Comores : Moroni dénonce le chantage de la France sur l’aide au développement

Les Comores ont vivement réagi aux déclarations du Premier ministre français Sébastien Lecornu, qui souhaite conditionner l’aide publique au développement accordée à l’archipel et à six autres pays africains à leur coopération dans la lutte contre l’immigration clandestine vers Mayotte.
En déplacement de deux jours sur l’île française, M. Lecornu a annoncé mercredi la mise en place de critères de « bonus-malus » pour les Comores, le Burundi, la Tanzanie, la République démocratique du Congo (RDC), le Rwanda, la Somalie et le Kenya. Ces conditions porteraient notamment sur la lutte contre les réseaux de passeurs, la délivrance de laissez-passer consulaires et la reprise des ressortissants en situation irrégulière.

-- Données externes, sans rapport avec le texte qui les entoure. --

PR #25157, opened 2025-06-23
SECURITY.md: add security policy

Grimler91:
We will set up something similar for termux-app and the other app repos as well.


Grimler91:
Merging for now, let's improve it over time :)

PR #25163, opened 2025-06-24
fix(scripts/termux_setup_meson): add rust checks

### LINKED ISSUE #25162: CARGO_TARGET_NAME: unbound variable
Today I started to get the failure
on my own CI:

« La capacité de ces pays à reprendre leurs ressortissants en situation irrégulière » ainsi que leur participation à la lutte contre les passeurs détermineront, selon lui, le niveau d’aide qui leur sera accordé.
Ces propos ont provoqué l’ire des autorités comoriennes. Le ministre des Affaires étrangères, Mohamed Mbae, a dénoncé jeudi une « condescendance insupportable », jugeant la position française « surprenante à plusieurs égards ».

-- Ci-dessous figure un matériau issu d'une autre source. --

Issue #24407, opened 2025-04-19
Implementation Guidance for Dynamic Variables in Termux Packages


topcoco:
Dear Termux Developers,

I'm writing to seek clarification about implementing the dynamic variables system mentioned in the NLnet/NGI MobiFree grant announcement. I want to help adapt Termux packages to use environment variables instead of hardcoded paths, but need some guidance on the proper implementation approach.

For packages like coreutils, I've tried modifying build.sh as follows:

bash
TERMUX_PKG_EXTRA_CONFIGURE_ARGS="
gl_cv_host_operating_system=Android
ac_cv_func_getpass=yes
--disable-xattr
--enable-no-install-program=pinky,df,users,who,uptime
--enable-single-binary=symlinks
--with-gmp
--prefix=\$TERMUX_PREFIX
"

termux_step_pre_configure() {
    : "${TERMUX_PREFIX:=/data/data/com.termux/files/usr}"
    
    # Replace hardcoded paths in source files
    find . -type f $ -name "*.c" -o -name "*.h" $ -exec sed -i "s|/data/data/com.termux/files/usr|@TERMUX_PREFIX@|g" {} \;
    
    # 32-bit support
    if [ $TERMUX_ARCH_BITS = 32 ]; then
        TERMUX_PKG_EXTRA_CONFIGURE_ARGS+=" --disable-year2038"
    fi

    CPPFLAGS+=" -D__USE_FORTIFY_LEVEL=0"
    LDFLAGS+=" -landroid-selinux"
}
Key questions:

Is this the correct approach for making paths dynamic in build scripts?
Should we use $TERMUX_PREFIX directly or @TERMUX_PREFIX@ placeholders that get replaced during installation?
For library paths, should we modify LD_LIBRARY_PATH or use different mechanisms?
Are there any standardized environment variable names we should use (TERMUX_PREFIX, TERMUX_HOME, etc.)?
What's the recommended way to handle compressed files containing paths?
Should this be implemented in all packages or just certain core ones initially?
I'd greatly appreciate any technical guidance or examples of packages that already implement this correctly. I'm happy to help contribute patches once I understand the preferred implementation approach.

agnostic-apollo:
Firstly use `$TERMUX__PREFIX`, not `TERMUX_PREFIX` as its [deprecated](https://github.com/termux/termux-packages/blob/a5207b97edb92fdac91d80b305b3089037f28297/scripts/properties.sh#L786), nor is it exported by the app.

[...]

PR #25178, opened 2025-06-26
enhance(libllvm) Using relative path for sysroot.

MohammedKHC0:
This makes us one step closer to achieve dynamic prefix. (#24407)
A relative path for the sysroot was first discussed on https://github.com/WebAssembly/wasi-sdk/issues/58
And got implemented on the upstream libllvm back in 2020 https://reviews.llvm.org/D76653


MohammedKHC:
ERROR: Version mismatch between libllvm and flang. libllvm=20.1.7:1, flang=20.1.7:0
Should i apply TERMUX_PKG_REVISION to flang as well? I guess so.
Edit: I added it to flang.

robertkirkman:
Very good idea! I really think this is a very cool idea and I hope it works.

There is just one potential problem, which is that I am pretty sure some applications that are packaged in Termux cannot work properly if there are relative paths in some of their internal directories. 

When it finishes I will try testing your PR and I will let you know what happens and if anything has an error!

MohammedKHC:
@robertkirkman Glad that you liked the idea.
> There is just one potential problem, which is that I am pretty sure some applications that are packaged in Termux cannot work properly if there are relative paths in some of their internal directories.

I think that there should be no problems because llvm automaticlly converts the sysroot to absolute path.
From https://reviews.llvm.org/D76653#change-zuw0O32XbYXO:
```cpp
if ((!SysRoot.empty()) && llvm::sys::path::is_relative(SysRoot)) {
    // Prepend InstalledDir if SysRoot is relative
    SmallString<128> P(InstalledDir);
    llvm::sys::path::append(P, SysRoot);
    SysRoot = std::string(P);
}
```
SysRoot is set to the absolute path. So there shouldn't be any side effects.
But feel free to correct me if i am wrong.

MohammedKHC:
The CI finally finished .. After only 5 hours 🥴

TomJo2000:
> The CI finally finished .. After only 5 hours 🥴

That is to be expected.

packages/libllvm/build.sh
```diff
@@ -41,7 +42,7 @@ TERMUX_PKG_EXTRA_CONFIGURE_ARGS="
 -DCLANG_INCLUDE_TESTS=OFF
 -DCLANG_TOOL_C_INDEX_TEST_BUILD=OFF
 -DCOMPILER_RT_USE_BUILTINS_LIBRARY=ON
--DDEFAULT_SYSROOT=$(dirname $TERMUX_PREFIX/)
+-DDEFAULT_SYSROOT=../..
```
TomJo2000: This is gonna need some very thorough testing.
And potentially rebuilds?

What's the motivation (and benefit) here?

MohammedKHC: The real benefit is to be able to compile c/cpp programs inside secondary/work user profile.
Most termux packages are able to be used inside secondary user profile if you export LD_LIBRARY_PATH and modify termux-exec to replace shebangs using a dynamic path that is exported inside the environment variables.
And most stuff works. But somethings that are hard-coded like this are almost impossible to patch.
And I don't think there should be any side effects.

robertkirkman (approved):
I have tested this with building some packages on-device and some software both with and without `build-package.sh`, and I actually don't see any problems introduced by this. Good job!

I thought at first that these commands might be able to produce a problem:

```bash
cd $HOME
mkdir -p code
cd code
cp $PREFIX/bin/clang-20 .
./clang-20 -c test.c
```

however, those commands currently produce an error no matter whether this PR is used or not, so if this PR helps you, it is good since it doesn't seem to break anything I have found so far.

finagolfin (changes requested):
Bit busy right now, give me some time to look into this next week.

agnostic-apollo:
Busy with this? Ewww!

https://forums.swift.org/t/announcing-the-android-workgroup/80666

MohammedKHC:
That's alright. Take your time.

agnostic-apollo:
Before this and even now, this is assuming that `usr` merge format is being used, and `$TERMUX__ROOTFS` != `$TERMUX__PREFIX`, otherwise default path would get set to parent directory of rootfs. Relative path should be set depending on if they are equal or not.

Le responsable comorien a également estimé que cette approche était « totalement déconnectée des attentes » de la population de Mayotte, faisant notamment référence aux conséquences du cyclone Chido, qui a ravagé l’île en 2024.
La question migratoire reste particulièrement sensible entre Paris et Moroni. Mayotte, demeurée française lors de l’indépendance des Comores en 1975, est toujours revendiquée par l’archipel, qui considère l’île comme faisant partie intégrante de son territoire.
La mesure annoncée par M. Lecornu a suscité de nombreuses critiques dans la classe politique comorienne. Le parti d’opposition Ushe l’a qualifiée de « chantage scandaleux », tandis que l’ONG Comité Maore a dénoncé un « chantage inacceptable » et accusé la France de poursuivre une politique néocoloniale.
Ushe a également fustigé l’attitude de Paris, jugeant intolérable de se présenter comme un ami des Comores tout en maintenant sa souveraineté sur Mayotte.